Letter From The Editor #3
Our campus is a vast collection of nationalities and international students. In this week's issue a Santa Monica College student gives us a small look into student life inside the Islamic Republic of Iran. While most of the world is going through turbulent times, Iran is a particularly important country to know about because of its importance to the Middle East and U.S. interests.

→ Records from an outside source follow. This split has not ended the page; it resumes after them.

Issue #45, opened 2021-07-09
Modal Component


LeeMellon:
## Requirements

Create a basic modal component that:

- Can be closed via button or keyboard (esc key).
- Has small, medium, full screen sizes.
- At this stage passes all content into a slot.
- Meets accessibility standards.

### Examples
https://designsystem.digital.gov/components/modal/
![Modal___U_S__Web_Design_System__USWDS_](https://user-images.githubusercontent.com/11083407/125133930-6997e300-e0bb-11eb-93f4-f21f876f4777.png)

### Accessibility Guidelines
[W3.org](https://www.w3.org/TR/wai-aria-practices-1.1/examples/dialog-modal/dialog.html)

damontgomery:
This looks like it works pretty well. https://patternflyelements.org/components/modal/

damontgomery:
#49 is ready for review.

PR #49, opened 2021-07-12
Feature: #45 Modal.

damontgomery:
# Description

Adds a modal. See #45 

# Testing notes
- Visit http://localhost:6006/?path=/story/molecules-modal--small and similar examples.

# Example

modal_canvas

## Documentation

modal_documentation

# Notes

Took concepts from https://micromodal.vercel.app and https://patternflyelements.org/components/modal

The controls for slots in Storybook are weird and this documentation works, but is awkward. Open to suggestions!

<a href="https://gitpod.io/#https://github.com/phase2/outline/pull/49"></a>

### DIFF
--- a/src/components/base/outline-modal/outline-modal.css
+++ b/src/components/base/outline-modal/outline-modal.css
@@ -10,7 +10,7 @@
 }
 
 #container {
-  @apply overflow-y-auto rounded-sm max-h-screen bg-neutral-white max-w-full md:max-w-quarter-screen-w;
+  @apply overflow-y-auto rounded-sm h-screen bg-neutral-white max-w-full md:max-w-quarter-screen-w md:h-auto;
   min-width: 320px;
 
   #overlay.medium & {
--- a/src/components/base/outline-modal/outline-modal.css
+++ b/src/components/base/outline-modal/outline-modal.css
@@ -1,0 +1,44 @@
+* {
+  box-sizing: border-box;
+}
+
+#overlay {
+  position: fixed;
+  top: 0;
+  left: 0;
+  right: 0;
+  bottom: 0;
+  background: rgba(0,0,0,0.6);
+  display: flex;
+  justify-content: center;
+  align-items: center;
+}
+
+#container {
+  background-color: #fff;
+  min-width: 320px;
+  max-width: 500px;
+  max-height: 100vh;
+  border-radius: 4px;
+  overflow-y: auto;
+}
+
+#header {
+  position: relative;
+  padding: 1.62rem 1.62rem 0 1.62rem;
+}
+
+#close {
+  background: transparent;
+  border: 0;
+  position: absolute;
+  top: 0.62rem;
+  right: 0.62rem;
+}
+
+/* We need a double slash on the unicode because of templates later. */
+#close:before { content: "\\2715"; }
+
+#main {
+  padding: 1.62rem;
+}
--- a/src/components/base/outline-modal/outline-modal.css
+++ b/src/components/base/outline-modal/outline-modal.css
@@ -10,9 +10,16 @@
 }
 
 #container {
-  @apply overflow-y-auto rounded-sm max-h-screen bg-neutral-white;
+  @apply overflow-y-auto rounded-sm max-h-screen bg-neutral-white max-w-full md:max-w-quarter-screen-w;
   min-width: 320px;
-  max-width: 500px;
+
+  #overlay.medium & {
+    @apply md:max-w-half-screen-w;
+  }
+
+  #overlay.full-screen & {
+    @apply w-full-screen-w max-w-full-screen-w h-full-screen-h md:w-full-screen-w md:max-w-full-screen-w;
+  }
 }
 
 #header {
--- a/src/components/base/outline-modal/outline-modal.css
+++ b/src/components/base/outline-modal/outline-modal.css
@@ -38,3 +38,7 @@
 #main {
   @apply p-6;
 }
+
+#accessibility-description {
+  @apply hidden;
+}
--- a/src/components/base/outline-modal/outline-modal.css
+++ b/src/components/base/outline-modal/outline-modal.css
@@ -1,7 +1,3 @@
-* {
-  @apply box-border;
-}
-
 #overlay {
   @apply fixed top-0 left-0 right-0 bottom-0 z-50 flex items-center justify-center bg-opacity-60 bg-neutral-black;
 
--- a/src/components/base/outline-modal/outline-modal.css
+++ b/src/components/base/outline-modal/outline-modal.css
@@ -12,6 +12,7 @@
   display: flex;
   justify-content: center;
   align-items: center;
+  z-index: 99999;
 }
 
 #container {
--- a/src/components/base/outline-modal/outline-modal.css
+++ b/src/components/base/outline-modal/outline-modal.css
@@ -3,11 +3,14 @@
 }
 
 #overlay {
-  @apply fixed top-0 left-0 right-0 bottom-0 z-50 flex items-center justify-center bg-black bg-opacity-6;
+  @apply fixed top-0 left-0 right-0 bottom-0 z-50 flex items-center justify-center bg-opacity-60 bg-neutral-black;
+
+  /* Tailwind background opacity with customizations wasn't working.\`bg-opacity-60 bg-neutral-black\` */
+  background-color: rgb(0, 0, 0, var(--tw-bg-opacity));
 }
 
 #container {
-  @apply overflow-y-auto bg-white rounded-sm min-h-screen;
+  @apply overflow-y-auto rounded-sm max-h-screen bg-neutral-white;
   min-width: 320px;
   max-width: 500px;
 }
@@ -17,7 +20,7 @@
 }
 
 #close {
-  @apply absolute bg-transparent border-0 top-2.5 right-2.5;
+  @apply absolute border-0 top-2.5 right-2.5 bg-neutral-transparent;
 }
 
 /* We need a double slash on the unicode because of templates later. */
--- a/src/components/base/outline-modal/outline-modal.css
+++ b/src/components/base/outline-modal/outline-modal.css
@@ -1,40 +1,23 @@
 * {
-  box-sizing: border-box;
+  @apply box-border;
 }
 
 #overlay {
-  position: fixed;
-  top: 0;
-  left: 0;
-  right: 0;
-  bottom: 0;
-  background: rgba(0, 0, 0, 0.6);
-  display: flex;
-  justify-content: center;
-  align-items: center;
-  z-index: 99999;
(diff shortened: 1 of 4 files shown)


src/components/base/outline-modal/outline-modal.stories.ts
```diff
@@ -0,0 +1,106 @@
...
+
+const Template = ({
+  triggerSlot,
+  headerSlot,
+  defaultSlot,
+  size,
+}): TemplateResult => {
+  return html`
+    <outline-modal size="${ifDefined(size)}">
+      ${ifDefined(triggerSlot)} ${ifDefined(headerSlot)}
```
damontgomery, line 180: Prettier?? Not sure why it doesn't want this on a separate line. :(

damontgomery:
I worked on documentation notes to describe functionality and usage.

Added events so others can detect what's happening and respond to changes.

Switched to using Tailwind classes in most cases.

Still need to add styles to different sizes of the modal (small, medium, full-screen).

damontgomery:
I added the styles for different sizes. Going to review this later today and see if there are other things I need to add.

damontgomery:
Going to review the W3 requirements, https://www.w3.org/TR/wai-aria-practices-1.1/examples/dialog-modal/dialog.html.

src/components/base/outline-modal/outline-modal.css
```diff
@@ -0,0 +1,40 @@
+* {
+  @apply box-border;
```
LeeMellon: Not 100% sure this is needed, but I could be wrong.

src/components/base/outline-modal/outline-modal.ts
```diff
@@ -0,0 +1,134 @@
...
+  private _overlayTemplate(): TemplateResult {
+    let template = html``;
+
+    if (this.isOpen) {
+      template = html`
+        <div
+          id="overlay"
+          tabindex="-1"
+          class="${this.size}"
+          @click="${this._handleModalClose}"
```
LeeMellon: Wondering if it might be worth it to make this conditional? In the case where you may want to force the user to take a specific action before closing the modal, rather than just being able to click the overlay to close it.

LeeMellon (approved):
Looks fantastic! Two comments that probably speak more to my ignorance than anything. Would still be okay merging this.

src/components/base/outline-modal/outline-modal.css
damontgomery: Thanks for taking a look!

I don't know either, but I saw it in a best-practices. Maybe it's part of the global styles? I can try removing.

src/components/base/outline-modal/outline-modal.ts
damontgomery: It's a good question. I don't have strong opinions. Maybe we can discuss as a group?

damontgomery:
I tried to add a bunch of accessibility features around focus. Still need to trap the focus within the modal.

It also surfaced an issue where I wasn't able to focus our `outline-button` element. Not sure why.

src/components/base/outline-modal/outline-modal.css
damontgomery: It didn't seem to do anything here, so I removed it. Thanks again.

src/components/base/outline-modal/outline-modal.ts
```diff
@@ -0,0 +1,263 @@
...
+import { OutlineElement } from '../outline-element/outline-element';
+import { ifDefined } from 'lit/directives/if-defined';
+
+export type ModalSize = 'small' | 'medium' | 'full-screen';
+
+export const modalSizes: ModalSize[] = ['small', 'medium', 'full-screen'];
+
+// See https://stackoverflow.com/questions/1599660/which-html-elements-can-receive-focus.
+// @todo make this re-usable across components?
+const focusableElementSelector = `
```
LeeMellon, line 13: I don't know if you need this. This is describing default behaviors, and in the case of the modal I think you can provide prop that takes an element id that gets focus when the modal opens, and that defaults to the "#main" div wrapping your default slot.

src/components/base/outline-modal/outline-modal.css
LeeMellon: Yeah I think that is part of global styles.

src/components/base/outline-modal/outline-modal.ts
```diff
@@ -0,0 +1,263 @@
...
+        break;
+      case 'keydown':
+        if ('key' in event && event.key === 'Enter') {
+          shouldOpen = true;
+          // This prevents a focused element from also triggering.
+          // For example, the modal opens and the "accept" button is focused and then triggered and the modal closes.
+          event.preventDefault();
+          break;
+        }
+    }
```
damontgomery: I think I should probably split this into two handlers. One for the MouseEvent and one for the KeyboardEvent.

The code is a bit difficult to read as-is, because it takes two different inputs, spends most of the time figuring out which of those we are looking at, and then does something very simple.

I'll try to give this a shot on Monday.

src/components/base/outline-modal/outline-modal.ts
```diff
@@ -0,0 +1,263 @@
...
+    let template = html``;
+
+    if (this.isOpen) {
+      template = html`
+        <div
+          id="overlay"
+          tabindex="-1"
+          class="${this.size}"
+          @click="${this._handleModalClose}"
+          @keydown="${this._handleOverlayKeyup}"
```
damontgomery: This needs to be updated. When I switched from `keyup` to `keydown`, I forgot to rename the method. :(

I'll try to tackle that on Monday.

src/components/base/outline-modal/outline-modal.ts
```diff
@@ -0,0 +1,263 @@
...
+              this._getAccessibilityDescriptionId()
+            )}"
+          >
+            <div id="header">
+              <slot id="title" name="outline-modal--header"></slot>
+              <button
+                id="close"
+                aria-label="Close modal"
+                @click="${this._handleModalClose}"
+                @keydown="${this._handleModalCloseKeyup}"
```
damontgomery: And mismatch between `keyup` and `keydown` here too. :(

src/components/base/outline-modal/outline-modal.ts
```diff
@@ -0,0 +1,251 @@
...
+
+    let lastFocusableElement: HTMLElement = this.closeElement;
+
+    const focusableElements: NodeListOf<HTMLElement> = this.querySelectorAll(
+      focusableElementSelector
+    );
+
+    if (focusableElements.length > 0) {
+      lastFocusableElement = focusableElements[focusableElements.length - 1];
+    }
```
damontgomery: Would this make more sense?

```typescript
const focusableElements: NodeListOf<HTMLElement> = this.querySelectorAll(focusableElementSelector);

const lastFocusableElement: HTMLElement = focusableElements[focusableElements.length - 1] ?? this.closeElement;
```

This avoids re-assigning to `lastFocusableElement`.

src/components/base/outline-modal/outline-modal.ts
```diff
@@ -0,0 +1,251 @@
...
+      const automaticallySelectedElementToFocus = this.querySelector(
+        focusableElementSelector
+      ) as HTMLElement | null;
+
+      if (automaticallySelectedElementToFocus !== null) {
+        elementToFocus = automaticallySelectedElementToFocus;
+      }
+    }
+
+    elementToFocus.focus();
```
damontgomery: Does this make more sense? It avoids changing a variables values.

```typescript
const defaultElement: HTMLElement = this.closeElement;

const attributeDefinedElement = (this.elementToFocusSelector !== undefined) ? this.querySelector(this.elementToFocusSelector) as HTMLElement | null : null;

const automaticallySelectedElement = this.querySelector(focusableElementSelector) as HTMLElement | null;

const element = attributeDefinedElement ?? automaticallySelectedElement ?? defaultElement;

element.focus();
```

src/components/base/outline-modal/outline-modal.ts
himerus: This would be a nice feature. Another prop of `canClose` or something, but this would require additional work too so we define what the confirmation button/link/text is/does/etc. 

If it's not "easy", I'd say we add this as a new feature request and iterate.

damontgomery: Thanks for taking a look. https://designsystem.digital.gov/components/modal/ has an example of this we can use as a starting point. For now, I think making the close button optional and requiring the developer to configure the actions is easiest / most flexible and we could look at other options later?

I can probably take a look today.

damontgomery: I've added this as an attribute `shouldForceAction`. There is a story for this in the latest version. Should remove the close features and adjusts the keyboard navigation for focus.

damontgomery:
Added an automated test that checks that the slots are filled when the modal is rendered, opens, and closes.

Also added the `shouldForceAction` attribute so we can force the user to take an action if needed.

src/components/base/outline-modal/outline-modal.ts
```diff
@@ -0,0 +1,282 @@
...
+                : undefined
+            )}"
+          >
+            <div id="header">
+              <slot
+                id="title"
+                name="outline-modal--header"
+                @slotchange="${this._handleSlotChange}"
+              ></slot>
+              ${this.shouldForceAction
```
mabry1985, line 125: Can we place `this.shouldForceAction` in it's own template function? See [here](https://github.com/phase2/outline/pull/60#discussion_r679571323) for examples

src/components/base/outline-modal/outline-modal.ts
```diff
@@ -0,0 +1,282 @@
...
+          tabindex="-1"
+          class="${this.size}"
+          @click="${this._handleOverlayClick}"
+          @keydown="${this._handleOverlayKeydown}"
+        >
+          <div
+            id="container"
+            role="dialog"
+            aria-modal="true"
+            aria-labelledby="${ifDefined(
```
mabry1985, line 110: Let's move this conditional logic for `aria-labelledby` and `aria-described` into variables at the beginning of the render function to clean up this template a bit:
```
render() {
const ariaDesc = this._hasAccessibilityDescriptionSlot ? 'accessibility-description' : null
const ariaLabel = this._hasHeaderSlot ? 'header' : null
 ....
 <div aria-labeledby="${ifDefined(ariaLabel)} aria-describedby="${ifDefined(ariaDesc}">
....
}
```

mabry1985 (changes requested):
I think this is looking pretty good. I appreciate all the great accessibility work here!

I've suggested a couple changes to refactor a bit. 

I would also like to see some more styling done on this component, but lets make an issue for that and I can address that in a separate PR

mabry1985 (approved):
I think this is looking good, there were a couple changes that were discussed previously that I resolved based off of our meeting earlier and I think this is ready to come in and be iterated on.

The image we have in the U.S. of Iran is mostly defined by the images of its 1979 Revolution which overthrew the U.S.-backed Shah or king. I grew up hearing about the Islamic Revolution through my mother. She fled El Salvador as a civil war was beginning to erupt and her country suddenly found itself engulfed in a geopolitical Cold War conflict. Her first friends in the United States were Iranian college students supporting the uprising in their own homeland. I grew up hearing her share their own stories about the Shah's immense, glittering wealth and the rise of the Ayatollah Khomeini. Indeed, the Iranian Revolution is a defining event as important as the Russian, Chinese and Cuban revolutions.
More than three decades since the Revolution, a new, young generation of Iranians are making new demands and rebelling in their own ways. In this issue Rom Mir shares her insights and experiences as a student who has only lived in the U.S. for a year. She paints the portrait of a generation without political guidance, seeking leaders and finding rebellion in the indulgences of consumer society. In a globalized world they refuse to be shut in by the strict rules of a religious theocracy. And yet the story of Iran's youth is very similar to that of the West's own, aimless young. What Americans do openly, Iranians must do in secret, however they are linked in that they feel discontent but have no leaders or revolutionary ideas to channel that discontent.

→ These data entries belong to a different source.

PR #54, opened 2021-07-14
docs: outline-link storybook help.

damontgomery:
Add documentation around the `outline-link` component to try to give an idea of how it is used.

- code sample
- description

## Testing
- http://localhost:6006/?path=/docs/atoms-link--link

Can someone describe why this would be used instead of an `a` element?

## Example

link_docs

### Before

link_before

### DIFF
--- a/src/components/base/outline-link/outline-link.stories.ts
+++ b/src/components/base/outline-link/outline-link.stories.ts
@@ -33,6 +33,32 @@ export default {
     linkTarget: '_blank',
     linkText: 'Sample Link',
   },
+  parameters: {
+    docs: {
+      description: {
+        component: `
+This component renders a link as an \`a\` element.
+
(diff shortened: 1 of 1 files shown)


labbydev:
> Can someone describe why this would be used instead of an `a` element?

Most projects will require some sort of link web component in their library. This will be a standard starting point for that. We'll use the web components as opposed to `a` tags to control styling and formatting and prevent styling from leaking out or in the components to other elements on the page. 

Should we also include active and inactive states?

himerus:
Agreed the demos of the links could be better. 
I think we can quote some of your words @labbydev for this section. 

Also need to better demonstrate the "why use slotted" the way Drupal does in the documentation as well, This can be a good starter though and I can ticket updating the link component.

The rest of our issue this week features reports on the Harrison Ford plane crash near Santa Monica. Our reporters immediately made their way to the site of the crash to capture the story. In our Photo Story we feature the fevered color frenzy of the Holi Festival. Spring is arriving and Hindus around the world are celebrating through this ceremony of music and paint.
In our Opinion section I discuss Israeli Prime Minister Benjamin Netanyahu's recent speech before the U.S. Congress denouncing negotiations with Iran over its nuclear development program. It is a dangerous position to take because whatever happens in Iran, whether revolution or war, will affect the world. In 1953 the CIA and the British overthrew the elected government of Mohammad Mossadegh, his crime was nationalizing Iran's oil. He was replaced with the Shah who in turn was replaced by the radical, Islamic Republic. Let us not repeat the same mistake of violent intervention in that country's affairs. As the Salvadoran poet Roque Dalton once wrote, "O country of mine you do not exist except as my deformed shadow, a word coined by my enemy."